In some embodiments of the present disclosure, the neural network may include a plurality of processing branches, each processing branch correspondingly processes a channel of RGB image signals, and the RGB image signals of different channels are image signals collected by different RGB image sensors. The RGB image signals are input to the neural network through corresponding processing branches. In some embodiments of the present disclosure, the RGB image signal is input to the neural network frame by frame.

In some embodiments of the present disclosure, RGB image signals, laser point cloud data, and event frames captured from different angles can be registered through key point detection (the images captured at different angles and different fields of view are The operation becomes a picture of the same angle and the same field of view), and the registered three sets of pictures are spliced together in the channel dimension and then input to the network for feature extraction to obtain the multi-dimensional motion information of the target object.

In addition, the above RGB image signals, laser point cloud data and event frames can also be input into a neural network with multiple inputs, and the network outputs the motion state information of the target object such as speed, position, etc. The neural network needs to pass the marked The training samples are obtained by network training.

In a second aspect, an embodiment of the present disclosure provides a detection device for a target object. The detection device can be used to implement the above detection method. Referring to FIG.

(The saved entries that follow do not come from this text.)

PR #467, opened 2026-07-03
fix(sentry): single-signal funnelcake fallback reporting, ignore AbortError

### LINKED ISSUE #459: Funnelcake fallback over-reports to Sentry (triple-reporting + AbortError treated as error)
## Summary

The Funnelcake→WebSocket fallback path over-reports to Sentry, inflating error volume and burying real regressions. Two distinct problems in the same code path:

### 1. Every fallback creates ~3 Sentry issues

A single backend failure produces three separate Sentry events:
- `FunnelcakeFallbackError: Funnelcake fallback to WebSocket in <hook>: <reason>`
- `[Analytics] Non-fatal error tracked: Funnelcake fallback to WebSocket in <hook>: <reason> [object Object]`
- `Error: HTTP Client Error with status code: 500`

Examples from prod (all one incident on `/discovery/classics`): JAVASCRIPT-REACT-3B, -3C, -3D.

Pick **one** representation for a fallback and stop emitting the other two. A fallback that succeeds over WebSocket is expected degradation, not three errors.

### 2. `AbortError` is reported as an error

The `/search` hooks report `signal is aborted without reason` on every cancelled query (fast typing, navigation away). These are normal cancellations, not failures.

Affected Sentry issues: JAVASCRIPT-REACT-3Q, -3N, -3K, -3J, -3F, -3M, -3P — all `useSearchUsers` / `useInfiniteSearchVideos` / `useBatchedAuthors` aborts.

The fallback wrapper should detect `AbortError` (`err.name === 'AbortError'` or the abort signal) and return silently without reporting to Sentry or analytics.

## Where

`src/lib/funnelcakeClient.ts` (fetch + `FunnelcakeFallbackError`), the analytics tracking layer, and the search/author hooks (`useBatchedAuthors`, `useSearchUsers`, `useInfiniteSearchVideos`, `useAuthor`).

## Acceptance criteria

- [ ] One Sentry event per genuine fallback, not three
- [ ] `AbortError` from cancelled queries is never reported to Sentry/analytics
- [ ] `[object Object]` no longer appears in tracked messages (serialize the reason properly)
- [ ] Real backend 500s still surface (don't over-suppress)

## Note

Most of these fallbacks are currently firing because of the backend outage tracked in divine-funnelcake (SharedSet regression + ClickHouse timeouts). This ticket is about the **reporting hygiene** so that when the backend is healthy, the frontend Sentry stays quiet — and when it isn't, we get one clear signal instead of three.

rabble:
Fixes #459

## Problem

A single Funnelcake backend failure produced multiple Sentry events, and cancelled queries were reported as errors:

1. `FunnelcakeFallbackError: Funnelcake fallback to WebSocket in <hook>: <reason>` from `reportFunnelcakeFallback`.
2. `[Analytics] Non-fatal error tracked: ... [object Object]` from `trackNonFatalError`'s `console.warn` echo, re-captured by `captureConsoleIntegration({ levels: ['error', 'warn'] })`.
3. `Error: HTTP Client Error with status code: 500` from Sentry's `httpClientIntegration`.

Cancelled `/search` and profile/author requests also surfaced `AbortError` from normal query cancellation paths such as fast typing, navigation away, and component unmount.

## Change

**One canonical Sentry event where a canonical replacement exists**

- `src/lib/analytics.ts` logs non-fatal tracking echoes at `console.debug` and serializes context with `JSON.stringify`, so the console integration does not create a second Sentry event and `[object Object]` does not appear in tracked messages.
- `src/hooks/useSearchUsers.ts` and `src/hooks/useInfiniteSearchVideos.ts` downgrade fallback console echoes from `warn` to `info`.
- `src/lib/sentryHttpClientFilter.ts` drops raw HTTP-client events only for Funnelcake REST paths whose call sites emit a replacement `FunnelcakeFallbackError`, such as search, bulk users, single-user profile, leaderboard creators, and single-video lookup.
- Direct Funnelcake fetchers without replacement fallback reporting keep their raw HTTP-client Sentry event, including feed list requests (`/api/videos`, `/api/v2/videos`), notifications, platform stats, followers/following, and other direct fetch paths.

**AbortError is never reported as a backend failure**

- `reportFunnelcakeFallback` accepts an optional `error` and skips aborts as defense in depth.
- Hooks rethrow `AbortError` instead of reporting or falling back.
- `funnelcakeClient` now passes aborts through before null-returning, wrapping as `FunnelcakeApiError`, or recording circuit-breaker failures in the affected client methods.

## Testing

- `src/lib/funnelcakeFallbackReporting.test.ts`
- `src/lib/analytics.tracking.test.ts`
- `src/lib/sentryHttpClientFilter.test.ts`
- `src/lib/funnelcakeClient.test.ts`
- Hook tests for search, author, batched authors, and profile stats
- `npm run test`


rabble:

Status: Ready

What I checked:

Result:

src/lib/sentryHttpClientFilter.ts
```diff
@@ -115,6 +123,40 @@ function isOptionalPreviewPath(pathname: string): boolean {
  * - 401/403 on gated media assets
  * - 404/422 on optional subtitles and preview/poster images
  */
+/**
+ * Filters raw "HTTP Client Error" events for Funnelcake REST API requests.
+ *
+ * The Funnelcake client already handles every failed response: it throws
```
NotThatKindOfDrLiz: This assumption is too broad. It is true for callers that go through funnelcakeClient and then call reportFunnelcakeFallback, but not every api.divine.video fetch does that. For example, src/lib/eventLookup.ts:29 returns null on /api/event failures, src/hooks/usePlatformStats.ts:14 only throws into React Query, and src/hooks/useRssFeedAvailable.ts:11 catches to false. Once the raw http-client event is dropped, those backend failures lose their Sentry signal entirely.

src/lib/sentryHttpClientFilter.ts
```diff
@@ -115,6 +123,40 @@ function isOptionalPreviewPath(pathname: string): boolean {
...
+  }
+
+  let parsedUrl: URL;
+  try {
+    parsedUrl = new URL(requestUrl);
+  } catch {
+    return false;
+  }
+
+  if (FUNNELCAKE_API_HOSTNAMES.has(parsedUrl.hostname)) {
```
NotThatKindOfDrLiz, line 171: Dropping by API hostname hides direct Funnelcake fetches that are not covered by the canonical FunnelcakeFallbackError path. Please either narrow this filter to endpoints/call paths known to report a fallback, or add explicit non-abort failure reporting for the direct fetchers whose raw http-client events are now being suppressed.

NotThatKindOfDrLiz (changes requested):
Requesting changes for one observability regression: the host-level Funnelcake HTTP-client drop can suppress the only Sentry signal for direct api.divine.video fetchers that do not emit FunnelcakeFallbackError. The fallback-noise cleanup otherwise looks good.

src/lib/sentryHttpClientFilter.ts
realmeylisdev, line 171: Corroborating @NotThatKindOfDrLiz with the full census, since this is the line that needs narrowing.

`grep -rn reportFunnelcakeFallback src/ | grep -v '\.test\.'` returns only `useSearchUsers`, `useInfiniteSearchVideos`, `useBatchedAuthors`, `useAuthor`, `useProfileStats` and `VideoPage`. Not covered: `useInfiniteVideosFunnelcake` (main/trending/classics feed), `useNotifications`, `usePlatformStats`, `eventLookup`, `useRssFeedAvailable`, `useFollowers`/`useFollowing`, `LeaderboardPage`.

None of those log at `console.error`/`warn`, so `captureConsoleIntegration` doesn't pick them up either, and `src/App.tsx:35` creates the QueryClient with `defaultOptions` only — no `QueryCache` `onError`, and `throwOnError` appears nowhere in `src/`. So for those paths this is the last remaining signal.

Concretely: a 502 on `GET /api/videos` produces one Sentry event today and none after this change — the feed silently degrades to WebSocket with no telemetry.

Suggest scoping the drop to endpoints that actually emit a companion fallback report, or keying it off a marker that `funnelcakeClient` sets on requests it owns, rather than the whole host.

src/hooks/useBatchedAuthors.ts
```diff
@@ -74,6 +74,11 @@ export function useBatchedAuthors(pubkeys: string[]) {
           debugLog(`[useBatchedAuthors] REST API returned ${response.users.length} users, ${response.missing.length} missing`);
           return authorsMap;
         } catch (err) {
+          // Cancelled queries are not failures — surface the abort to
+          // React Query without reporting or falling back (#459)
+          if (isAbortError(err)) {
```
realmeylisdev, line 79: This guard never matches. `fetchBulkUsers` rewraps anything that isn't already a `FunnelcakeApiError` (`funnelcakeClient.ts:1125-1135`), so a cancelled request arrives here as `FunnelcakeApiError` and `isAbortError(err)` is false.

Two consequences on an ordinary feed scroll that changes the batched pubkey set: `reportFallback(err.message)` still fires — the exact #459 symptom, and #459 names this hook — and the same catch in `fetchBulkUsers` calls `recordFunnelcakeFailure`, so three cancellations in a row open the circuit breaker and push everyone onto WebSocket for 30s.

Best fixed at the source: exempt aborts from the rewrap in `fetchBulkUsers` and rethrow raw, the way `funnelcakeRequest` already does at `funnelcakeClient.ts:95-98`.

src/hooks/useAuthor.ts
```diff
@@ -84,6 +84,11 @@ export function useAuthor(pubkey: string | undefined, options?: UseAuthorOptions
 
           reportFallback('REST returned no profile');
         } catch (err) {
+          // Cancelled queries are not failures — surface the abort to
+          // React Query without reporting or falling back (#459)
+          if (isAbortError(err)) {
```
realmeylisdev, line 89: Unreachable for aborts. The only throwing `await` in this `try` is `fetchUserProfile`, which catches everything and returns `null` (`funnelcakeClient.ts:1021-1024`) — it never rejects. On a cancelled query it resolves `null`, control reaches `reportFallback('REST returned no profile')` on line 85, and a `FunnelcakeFallbackError` still goes to Sentry for a plain cancellation.

Same shape at `useProfileStats.ts:96`: both `fetchUserProfile` and `fetchUserLoopStats` return `null` (`funnelcakeClient.ts:908`), so the `Promise.all` can't reject and that guard is dead too.

The reporting-on-cancel is pre-existing on `main`, but this PR is what claims to fix it. Either make those client functions rethrow `AbortError`, or guard the `'REST returned no profile'` report with `signal.aborted`.

src/hooks/useBatchedAuthors.test.ts
```diff
@@ -0,0 +1,110 @@
...
+
+    expect(mockReportFunnelcakeFallback).toHaveBeenCalledWith(expect.objectContaining({
+      source: 'useBatchedAuthors',
+      reason: 'Funnelcake API error: 500 Internal Server Error',
+    }));
+    expect(mockNostrQuery).toHaveBeenCalledTimes(1);
+  });
+
+  it('rethrows AbortError from cancelled queries without reporting or falling back', async () => {
+    mockFetchBulkUsers.mockRejectedValue(
```
realmeylisdev: This mocks `@/lib/funnelcakeClient` and has `fetchBulkUsers` reject with a raw `DOMException('AbortError')` — a value the real `fetchBulkUsers` provably never produces, since it rewraps into `FunnelcakeApiError` at `funnelcakeClient.ts:1125-1135`. The `expect(mockReportFunnelcakeFallback).not.toHaveBeenCalled()` assertion passes because of the mock; production still reports.

Same drift in `useAuthor.test.ts:103`, where the real `fetchUserProfile` never rejects at all.

No test in the repo drives the real client or React Query's actual cancellation path for these hooks, which is why the gap above ships green. Worth one test that passes a genuinely aborted `AbortSignal` through the unmocked client.

src/lib/sentryHttpClientFilter.ts
realmeylisdev: "handles every failed response" isn't accurate, and this comment is what a future maintainer will lean on when widening the filter. `fetchUserProfile` (`funnelcakeClient.ts:1021`) and `fetchUserLoopStats` (`:908`) swallow and return `null` without throwing, and `eventLookup` / `usePlatformStats` / `useRssFeedAvailable` / `useNotifications` never call `reportFunnelcakeFallback` at all — so "genuine backend 500s still surface — exactly once" doesn't hold for those paths. Please restate the actual covered set once the filter is narrowed.

Separately: this block was inserted between the pre-existing media-filter JSDoc (lines 119-125) and the function it documents, so `shouldDropHandledMediaHttpClientEvent` at line 160 is now undocumented and that docblock reads as if it belongs to this function.

src/lib/sentryHttpClientFilter.ts
```diff
@@ -115,6 +123,40 @@ function isOptionalPreviewPath(pathname: string): boolean {
...
+    return true;
+  }
+
+  return FUNNELCAKE_RELAY_HOSTNAMES.has(parsedUrl.hostname)
```
realmeylisdev, line 175: Minor, but worth aligning while this is being reworked: the relay branch is correctly scoped to `/api/`, while the `api.divine.video` branch above matches every path on the host — including the RSS routes (`/feed/latest`, `/feed/trending`, `/feed/{npub}/videos`, per `config/api.ts`). Those aren't Funnelcake REST calls and have no fallback reporter.

Also unlike its sibling `shouldDropHandledMediaHttpClientEvent`, which is deliberately status-gated, this one ignores status and drops the whole 400-599 range configured on `httpClientIntegration`. That takes out 401/403 (auth or edge misconfiguration) and 429 (rate limiting) — failure classes the circuit-breaker/fallback story doesn't account for.

src/lib/sentry.ts
```diff
@@ -205,6 +208,12 @@ export function initializeSentry() {
         return null;
       }
 
+      // Funnelcake REST failures are reported once as FunnelcakeFallbackError;
+      // drop the duplicate raw HTTP Client Error (#459)
+      if (shouldDropFunnelcakeHttpClientEvent(event)) {
```
realmeylisdev, line 213: Nit: nothing asserts this wiring. `shouldDropFunnelcakeHttpClientEvent` is well covered in isolation, but no test in the repo references `initializeSentry` or exercises `beforeSend`, so removing this call wouldn't fail anything. A small test that builds the options and runs `beforeSend` over a representative http-client event would guard the integration point.

realmeylisdev (changes requested):
Direction is right — the console-level downgrades are correct and the search hooks genuinely stop reporting cancellations. Two things block merge.

**1. @NotThatKindOfDrLiz's finding is confirmed.** The drop matches on hostname alone, and only six call sites emit `FunnelcakeFallbackError`. I grepped every caller: the main feed (`useInfiniteVideosFunnelcake`), `useNotifications`, `usePlatformStats`, `eventLookup`, `useRssFeedAvailable`, `useFollowers`/`useFollowing` and `LeaderboardPage` are not among them. None of them log at `console.error`/`warn` (so `captureConsoleIntegration` doesn't cover them), and `src/App.tsx:35` builds the QueryClient with `defaultOptions` only — no `QueryCache` `onError`, and `throwOnError` appears nowhere in `src/`. A 5xx on `/api/videos` goes from one Sentry event on `main` to zero.

**2. The AbortError fix doesn't reach three of the five hooks it edits.** `fetchUserProfile` and `fetchUserLoopStats` catch everything and `return null` (`funnelcakeClient.ts:1021`, `:908`), so the new guards in `useAuthor`/`useProfileStats` are unreachable and a cancelled query still falls through to `reportFallback('REST returned no profile')`. `fetchBulkUsers` rewraps the abort as `FunnelcakeApiError` (`funnelcakeClient.ts:1125-1135`), so `isAbortError` is false in `useBatchedAuthors` — the hook #459 names explicitly — and the same catch calls `recordFunnelcakeFailure`, so repeated cancellations open the circuit breaker on ordinary scrolling.

The reporting-on-cancel behaviour is pre-existing on `main`, not a regression. What's new is a guard that doesn't fire plus tests asserting that it does — they mock the client boundary with a rejection the real client cannot produce.

Non-blocking: the api-host branch isn't path-scoped the way the relay branch is; the drop ignores status entirely unlike its sibling media filter; the new JSDoc landed between the media filter's docblock and its function; and nothing asserts the filter is actually wired into `beforeSend`.

Checked and sound: the search-hook abort path (`searchProfiles`/`searchVideos` return `funnelcakeRequest` directly, so the raw `DOMException` survives and React Query discards it), `AbortSignal.timeout` still surfacing as `TimeoutError` so real timeouts keep reporting, `serializeContext`, and the `console.warn` → `info`/`debug` changes. Full suite green locally: 184 files, 1229 tests.

NotThatKindOfDrLiz:
Takeover update for @rabble:

I pushed `f288481a` to the PR branch to address the two requested-change blockers.

- Scoped `shouldDropFunnelcakeHttpClientEvent` to Funnelcake REST paths that actually have a replacement `FunnelcakeFallbackError`, so direct fetchers like `/api/videos`, `/api/v2/videos`, notifications, platform stats, followers/following, and similar paths keep their raw HTTP-client Sentry signal.
- Moved AbortError pass-through into `funnelcakeClient` before null-returning, wrapping, or circuit-breaker recording in the affected profile/bulk paths.
- Reworked the new author/batched-author tests to exercise the real client through mocked `fetch`, rather than mocking impossible client-boundary AbortError rejections.
- Updated the PR body so it describes the intentionally scoped Sentry suppression.

Verification:

- `npx vitest run src/lib/funnelcakeClient.test.ts src/lib/sentryHttpClientFilter.test.ts src/hooks/useAuthor.test.ts src/hooks/useBatchedAuthors.test.ts src/hooks/useProfileStats.test.ts src/hooks/useSearchUsers.test.ts src/hooks/useInfiniteSearchVideos.test.ts`
- `npx tsc --noEmit`
- `npx eslint src/hooks/useAuthor.test.ts src/hooks/useBatchedAuthors.test.ts src/lib/funnelcakeClient.test.ts src/lib/funnelcakeClient.ts src/lib/sentryHttpClientFilter.test.ts src/lib/sentryHttpClientFilter.ts`
- `npm run test`

Remote checks are green. Please review the takeover commit and merge when you are ready.

NotThatKindOfDrLiz (approved):
Takeover blockers are addressed in f288481a. The Sentry HTTP-client drop is now scoped to endpoints with replacement fallback reporting, AbortError pass-through happens in the client before fallback/null/wrap/circuit-breaker paths, and the tests now cover the real client boundary. Local npm run test and all remote checks are green.

src/lib/sentryHttpClientFilter.ts
```diff
@@ -108,6 +117,65 @@ function isOptionalPreviewPath(pathname: string): boolean {
...
 
+function isFunnelcakeFallbackReportedPath(pathname: string): boolean {
+  const normalizedPath = pathname.replace(/\/+$/, '') || '/';
+  const segments = normalizedPath.split('/').filter(Boolean);
+
+  if (normalizedPath === '/api/search' || normalizedPath === '/api/search/profiles') {
+    return true;
+  }
+
+  if (normalizedPath === '/api/users/bulk' || normalizedPath === '/api/leaderboard/creators') {
```
realmeylisdev: The two entries on this line are the residual of my earlier finding.

`/api/leaderboard/creators` has no call site that emits a replacement report for a leaderboard-only failure: `LeaderboardPage.tsx:310-318` raw-fetches it and only renders an error card, and `useProfileStats.ts:61-89` swallows a null `loopStats` (from `funnelcakeClient.ts:936`) into a successful result with `totalViews: 0`. So a 5xx scoped to this endpoint goes from one Sentry event on `main` to none. Dropping the clause costs nothing, since no caller gains dedup from it.

`/api/users/bulk` is worth keeping for `useBatchedAuthors`, but `LeaderboardPage.tsx:191-201` POSTs it directly and silently skips the name merge on a non-ok response. Routing that through `fetchBulkUsers` would give it the reporting and circuit-breaker path.

Not blocking the merge.

realmeylisdev (approved):
Both blockers are closed by f288481a. Re-verified against the branch head; full suite green locally (184 files, 1236 tests).

**Blocker 1 — signal loss: resolved for the cases I named.** The hostname-wide drop is now gated on `isFunnelcakeFallbackReportedPath`, and I re-ran my census against it: `/api/videos` (main/trending/classics feed), `/api/event/{id}`, `/api/users/{pubkey}/notifications`, `/api/stats`, `/api/users/{pubkey}/followers` and `/following`, `/api/leaderboard/videos`, and the `/feed/*` RSS routes all keep their raw HTTP-client event. A 502 on `GET /api/videos` produces a Sentry event again. Regression guards landed at `sentryHttpClientFilter.test.ts:105`, `:200`, `:209`.

**Blocker 2 — AbortError: resolved at the source, which is the right place.** `fetchBulkUsers` rethrows the raw abort at `funnelcakeClient.ts:1146`, ahead of both the `FunnelcakeApiError` rewrap and the `recordFunnelcakeFailure` call at `:1155` — so a cancelled batch no longer reports and no longer counts toward the circuit breaker. Same ordering in `funnelcakeRequest:99`. `fetchUserProfile` and `fetchUserLoopStats` now throw on abort instead of returning `null`, so the guards in `useAuthor`/`useProfileStats` are reachable rather than dead, and the tests drive the real client boundary instead of a rejection it could not produce. `AbortSignal.timeout` still surfaces as `TimeoutError`, so genuine timeouts keep reporting.

Approving. Two follow-ups below, neither worth holding the merge.

**Follow-up 1 — two allowlist entries don't satisfy the docblock's own invariant.** The new docblock says "Only suppress endpoints whose call sites emit a replacement FunnelcakeFallbackError." Two of the six entries don't:

- `/api/leaderboard/creators` — no call site reports a leaderboard-only failure. `LeaderboardPage.tsx:310-318` raw-fetches it and only renders an error card. The other consumer, `useProfileStats.ts:61-89`, gets `loopStats === null` (swallowed at `funnelcakeClient.ts:936`), takes the `if (profile)` branch, and returns success with `totalViews: 0`; `reportFallback` at `:92` fires only when the separate `/api/users/{pubkey}` call also fails. So a 5xx confined to this endpoint goes from one event on `main` to none.
- `/api/users/bulk` — `useBatchedAuthors` does report, so the entry earns its keep for the #459 case. But `LeaderboardPage.tsx:191-201` POSTs the same endpoint directly and silently skips the name merge on a non-ok response.

Cheapest fix is dropping the `/api/leaderboard/creators` clause — nothing gains dedup from it — and routing LeaderboardPage's bulk POST through `fetchBulkUsers` so it inherits the reporting and circuit-breaker path.

**Follow-up 2 — `/api/videos/{id}` is only partially covered.** The report at `VideoPage.tsx:176` is gated on `usingWebsocketFallback` (`:165`), so it doesn't fire when the relay also comes back empty. The other three callers — `SearchPage.tsx:242`, `useProfileJoinedDate.ts:120`, `VideoVerificationDetailsDialog.tsx:53` — don't report at all.

Still open from my earlier pass, unchanged and still a nit: nothing asserts the filter is wired into `beforeSend`. `src/lib/sentry.test.ts` covers only `shouldDropBenignSubtitleVttEvent`, and no test references `initializeSentry` or `beforeSend`.

Withdrawing one thing from my earlier pass: `useCreatorAnalytics` is not a gap. `AnalyticsPage.tsx:216` goes through `useCurrentUser.ts:128`, which mounts `useAuthor` on the same pubkey and the same endpoint, so that path does have a reporter.

rabble (commented):
Review pass complete. Two paths the filter dropped had no replacement reporter, so those failures went completely silent — violating the PR's own single-signal criterion. Fixes pushed (a762cea4):

1. **`/api/leaderboard/creators`** — `fetchUserLoopStats` catches all errors and returns null (debugLog only), and the `Promise.all` in `useProfileStats` never rejects, so no `FunnelcakeFallbackError` was ever emitted. Removed the leaderboard path from `isFunnelcakeFallbackReportedPath` so the raw HTTP event reports — single signal restored.

2. **`/api/users/{hex}` via `useCreatorAnalytics`** — that hook calls `fetchUserProfile` directly, which returns null on failure with no report. Added a `reportFunnelcakeFallback` call on the null path, matching this PR's established pattern (source/apiUrl/reason/dedupeKey/context). Raw event stays dropped — single signal preserved.

Tests: new filter case for leaderboard, new `useCreatorAnalytics.test.ts` covering report-on-null and no-report-on-success. 33 tests green, `tsc` and eslint clean.

NotThatKindOfDrLiz:
## Review: Two blockers confirmed

The direction is solid (one canonical fallback event), and the console-level downgrades are correct, but this PR has two confirmed observability regressions that prevent merge:

### 1. HTTP-client drop silences the _only_ signal for direct Funnelcake fetchers

The new `shouldDropFunnelcakeHttpClientEvent` drops on hostname alone (`api.divine.video`, relay `/api/*`). However, only 6 of ~12 Funnelcake callers emit `FunnelcakeFallbackError`:

**Emit fallback reports:** `useInfiniteSearchVideos`, `useAuthor`, `useProfileStats`, `useSearchUsers`, `useBatchedAuthors`, `VideoPage`

**Do NOT emit reports:** `useInfiniteVideosFunnelcake` (main feed), `useNotifications`, `usePlatformStats`

The main feed, notifications, and platform stats don't log at `warn`/`error` and don't have a `QueryCache.onError`. A real 500 on `/api/videos` currently produces one Sentry event; after this PR, it produces **zero**.

**Fix:** Scope or gate the drop to origins that actually have a canonical replacement. Options:
- Keep only the fallback-reporting hooks covered, or
- gate the drop on "was a `FunnelcakeFallbackError` reported for this request?" (harder to correlate), or  
- Move the abort pass-through into the client (see below) so *all* Funnelcake callers benefit.

### 2. AbortError guards in three hooks are unreachable; tests validate against an impossible rejection

Verified in `funnelcakeClient.ts`:

- **`fetchUserProfile` + `fetchUserLoopStats`** (`~1023`, `~921`) catch everything and `return null` → `useAuthor` and `useProfileStats` never enter the catch block; they hit `reportFallback('REST returned no profile')` and report the cancelled query anyway. The new `if (isAbortError(err)) throw err` is dead code.

- **`fetchBulkUsers`** (`~1131`) rewraps the abort as `new FunnelcakeApiError(...)` (name is `'FunnelcakeApiError'`, not `'AbortError'`) and calls `recordFunnelcakeFailure`, so ordinary scroll-cancellations **open the circuit breaker** on the main feed.

The added `useAuthor.test.ts` and `useBatchedAuthors.test.ts` mock the client to reject with a `DOMException('AbortError')` — which the real client never does — giving false confidence the guard works.

**Fix:** The abort pass-through belongs in the client layer. Have `fetchUserProfile`, `fetchUserLoopStats`, and `fetchBulkUsers` rethrow or pass through `AbortError` without swallowing, wrapping, or recording it. Then update the hook tests to exercise the real client, not the mocked-impossible path.

---

**What's sound:** console warn→info/debug downgrades, `serializeContext`, the search-hook abort path (already correct), and `isAbortError` unit tests. Those can ship as-is once the blockers land.

**Non-blocking:** The api-host drop ignores status (its sibling media filter checks it), and the JSDoc for the media filter got orphaned.

Recommend: move abort handling to the client, scope/gate the HTTP drop, update the tests, then re-review.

The first sensor 101 is used to detect light intensity change information in the target plane to generate event data, and the light intensity change information is used to determine at least one target object in the target plane.

The radar 102 is configured to acquire radar detection data for the target object, where the radar detection data is information describing the motion state of the target object.

The fusion processing unit 103 is configured to perform fusion processing on event data and radar detection data to generate multi-dimensional motion state information of the target object.

The detection device provided by the embodiment of the present disclosure can be applied to automatic driving, and is used to detect a target object.

In the embodiment of the present disclosure, the fusion processing unit 103 can execute the method for detecting a target object described in the first aspect of the embodiment of the present disclosure, and fuse the event data with the radar detection data to generate multi-dimensional motion state information of the target object.

The embodiment of the present disclosure does not specifically limit the first sensor 101 in the detection device. As an optional implementation manner, the first sensor 101 in the detection device may be a dynamic vision sensor (DVS, Dynamic Vision Sensor). DVS is a sensor that imitates the working mechanism of biological vision. It can detect the change of light and output the address (position coordinates) and information of the pixel where the light intensity changes, effectively reduce redundant data, and can dynamically respond to scene changes in real time.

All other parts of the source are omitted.